Secondly, we executed a series of human annotation runs with 163 students of journalism to acquire a novel dataset in Czech. As opposed to similar annotations that extracted claims and evidence from Wikipedia  (Thorne et al., 2018a; Nørregaard & Derczynski, 2021; Aly et al., 2021), we annotated our dataset on top of a CTK corpus extracted from a news agency archive to explore this different relevant language form. We collected a raw dataset of 3,116 labeled claims, 57% of which have at least two independent cross-annotations. From these, we calculate Krippendorff’s alpha to be 56.42% and 4-ways Fleiss’ \(\kappa\) to be 63%. We proceed with manual and human-and-model-in-the-loop annotation cleaning to remove conflicting and malformed annotations, arriving at the thoroughly cleaned CTKFacts dataset of 3,097 claims and their veracity annotations complemented with evidence from the CTK corpus. We release its version for NLI called CTKFactsNLI to maintain corpus trade secrecy.

Finally, we use our datasets to train baseline models for the full fact-checking pipeline composed of Document Retrieval and Natural Language Inference tasks.

7.1 Future work

  • The fact-checking pipeline is to be augmented by the check-worthiness estimation (Nakov et al., 2021), that is, a model that classifies which sentences of a given text in Czech are appropriate for the fact verification. We are currently working on models that detect claims within the Czech Twitter, and a strong predictor for this task would also strengthen our annotation scheme from Sect. 4.5 that currently relies on hand-picked check-worthy documents.

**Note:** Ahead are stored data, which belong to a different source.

PR #3027, opened 2026-08-07
docs(vault): make mount_accessor optional for entity-alias creation

elliesterner:
Prior to 2.0.0, entity alias creation required the mount_accessor and name to be provided. However, with the agentic workflow work (oauth resource servers), operators can omit the mount_accessor if they provide the issuer_id and external_id. Vault generates a mount_accessor for the alias under the hood. name is still required for agentic and non-agentic aliases. 

### Terraform


content/vault/v2.x/content/api-docs/secret/identity/entity-alias.mdx
```diff
@@ -42,7 +42,7 @@ This endpoint creates a new alias for an entity.
 
 - `canonical_id` `(string: <required>)` - Entity ID to which this alias belongs to.
 
-- `mount_accessor` `(string: <required>)` - Accessor of the mount to which the
+- `mount_accessor` `(string: <optional>)` - Accessor of the mount to which the
```
schavis, line 45:
```suggestion
- `mount_accessor` `(string:"")` - Accessor of the mount to which the
```
For option parameters, we use the actual default value, the empty string, or `<unset>` (if the value is actually `null` rather than empty.

schavis (changes requested):

content/vault/v2.x/content/api-docs/secret/identity/entity-alias.mdx
davidadeleon: This is an interesting one as its optional if and only if an issuer and external_id are provided. The way this reads to me is that its generally optional. This would break alias creation attempts for any requests that don't satisfy those requirements.

biazmoreira: mount_accessor should remain marked as required, since requests can fail when it is omitted, maybe? I prefer leaving it required. The description can note that it is not required when both issuer and external_id are provided.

  • While the SUPPORTS, REFUTES and NEI classes offer a finer classification w.r.t. evidence than binary true/false, it is a good convention of fact-checking services to use additional labels such as MISINTERPRETED, that could be integrated into the common automated fact verification scheme if well formalised.

  • The claim extraction schemes like that from Thorne et al. (2018a) or Sect. 4.5 do not necessarily produce organic claims capturing the real-world complexity of fact-checking. For example, just the EnFEVER train set contains hundreds of claims of form “X is a person.”. This problem does not have a trivial solution, but we suggest integrating real-world claims sources, such as Twitter, into the annotation scheme.

  • While the FEVER localization scheme from Sect. 3.1 yielded a rather noisy dataset, its size and document precision encourage deployment of a model-based cleaning scheme like that from Jeatrakul et al. (2010) to further refine its results. I.e., a well performing NLI model could do well in pruning the invalid datapoints of CsFEVER without further annotations.